Recipients also receive a monthly living stipend ($1,269 in 2009-2010). The stipend is taxable.

Am I Eligible?  

  • U.S. Citizen or National [+]
  • Enrolled or Accepted for Enrollment [+]
  • Pursuing An Eligible Degree In An Accredited Program Located in the U.S. (joint programs that provide dual degrees are not eligible):
    • Physician: MD or DO [+]
    • Dentist: DDS or DMD [+]
    • Family Nurse Practitioner: master's degree or post-master's certificate [+]
    • Certified Nurse-Midwife: master's degree or post-master's certificate [+]
    • Physician Assistant: associate, bachelor's or master's degree [+]

What is the Service Commitment?

National Health Service Corps scholars are committed to serve one year for each year of support (minimum of two years service) at an approved site in a high-need Health Professional Shortage Area soon after they graduate, serve a primary care residency (family medicine, general pediatrics, general internal medicine, obstetrics/gynecology or psychiatry for physicians and general or pediatric for dentists) and are licensed.

Scholars compete for employment at the approved service sites of their choice from a listing of job vacancies in their discipline and specialty. The NHSC helps scholars select a compatible service site and pays for travel to and from interviews.

Where do Scholars Serve?

Many types of health care facilities are approved NHSC sites. About half of NHSC scholars fulfill their service commitment at Federally-supported health centers. Health center clinicians can be granted medical malpractice liability protection through the Federal Tort Claims Act.

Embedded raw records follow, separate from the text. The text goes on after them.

PR #647, opened 2018-11-16
ENH: add check in AD.HDF5Plugin that plugins are 'primed'

klauer:
(Separated from #618  - thanks @tacaswell )

Raise in stage the plugin things it has a 0 size array (which typically means it has never had and array pushed through it).


klauer:
Things to look into prior to merging:
* What happens with disabled plugins?
* Have we resolved how defining all plugins on a detector works and only staging the ones we care about? (If not, could this information be set via `kind`?)

klauer:
I think this one is ready. The comment I made above is not directly related - I'm not sure why.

Other types of NHSC approved sites include rural health clinics, Indian Health Service clinics, public health department clinics, hospital-affiliated primary care practices, managed care networks, prisons, and U.S. Immigration, Customs & Enforcement sites.

Scholars negotiate their salaries with the employing site, but the NHSC requires that they be paid at least as much as they would in an equivalent Federal civil service position. A few scholars serve in an established private practice in a high-need Health Professional Shortage Area. These arrangements must be approved by the NHSC and scholars working in them are not protected by the NHSC minimum salary requirement.

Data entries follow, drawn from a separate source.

PR #655, opened 2018-11-27
MNT: Ensure gaussian parameters are available after class construction

teddyrendahl:
We are creating a simulation with `SynGauss` as a base. However, it is quite annoying needing to construct a new instance each time we want to modify the shape of our gaussian. This makes the parameters available post class construction so that they can be modified / inspected later. 

I went ahead and also made sure `motor` and `motor_field` were available as well largely for completeness.

### DIFF
--- a/ophyd/sim.py
+++ b/ophyd/sim.py
@@ -404,20 +404,20 @@ class SynGauss(SynSignal):
             raise ValueError("noise must be one of 'poisson', 'uniform', None")
         self._motor = motor
         self._motor_field = motor_field
-        self._center = center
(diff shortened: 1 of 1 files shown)


prjemian:
+1 -- wanted this for a while

teddyrendahl:
Only question ... Should these be public variables instead?

klauer:
It's solely for simulation - feel free to make them public @teddyrendahl.

teddyrendahl:
Made the gaussian parameters public, left the motor ones private as most of the times these should be constant usually and `_motor` already exists.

All NHSC approved sites accept Medicare, Medicaid and provide services on a sliding fee scale or other method that enables poor and uninsured patients to receive care whether or not they are insured or able to pay.

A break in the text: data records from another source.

PR #656, opened 2018-12-03
ENH: added Dexela detector

mrakitin:
During a visit at NSLS-II SRX beamline, we with @ke-zhang-rd figured out we miss the [Dexela detector](http://cars9.uchicago.edu/software/epics/DexelaDoc.html) (from [this list](http://cars9.uchicago.edu/software/epics/areaDetector.html)). This PR intends to fix this omission.


klauer:
Missing the cam? Original was https://github.com/NSLS-II-HXN/hxntools/blob/master/hxntools/detectors/dexela.py#L63 - is SRX's modified compared to HXN's?

ophyd/areadetector/detectors.py
```diff
@@ -109,6 +110,11 @@ class BrukerDetector(DetectorBase):
     cam = C(cam.Andor3DetectorCam, 'cam1:')
 
 
+class DexelaDetector(DetectorBase):
+    _html_docs = ['DexelaDoc.html']
+    cam = C(cam.DexelaDetectorCam, 'cam1:')
```
awalter-bnl: Do we also need to add `DexelaDetectorCam` into `cam` in order to get this to work? I just want to make sure that if it is added here it will work as expected.

danielballan:
Thanks, @mrakitin. I believe this is the first model we have added since @klauer's initial work years ago. Once it's ready, let's all await final approval from @klauer required before merging.

klauer:
Sounds good. 

Somewhat related: I also have a 66.667% ready-to-submit PR that includes support for all AreaDetector plugin versions from 1-9-1 to 3-3. I haven't done anything with the cams just yet, though. That work still shouldn't conflict with this specific PR, but just so you're aware it's coming down the line.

Sites that have applied to and been approved by the NHSC post vacancies on NHSC Job Opportunities. Sites that list vacancies for scholars must be located in the neediest Health Professional Shortage Areas (this year, a HPSA score of 14 or higher, depending on discipline and specialty).

Scholars fulfill their service commitments by providing full time clinical care (at least 40 hours each week), with at least 32 of those hours in the ambulatory care setting. (Except obstetricians/gynecologists, certified nurse-midwives, and family practitioners who practice obstetrics on a regular basis, who must work in outpatient clinical practice at least 21 hours per week with delivery and other clinical hospital-based duties making up the remaining 19 hours.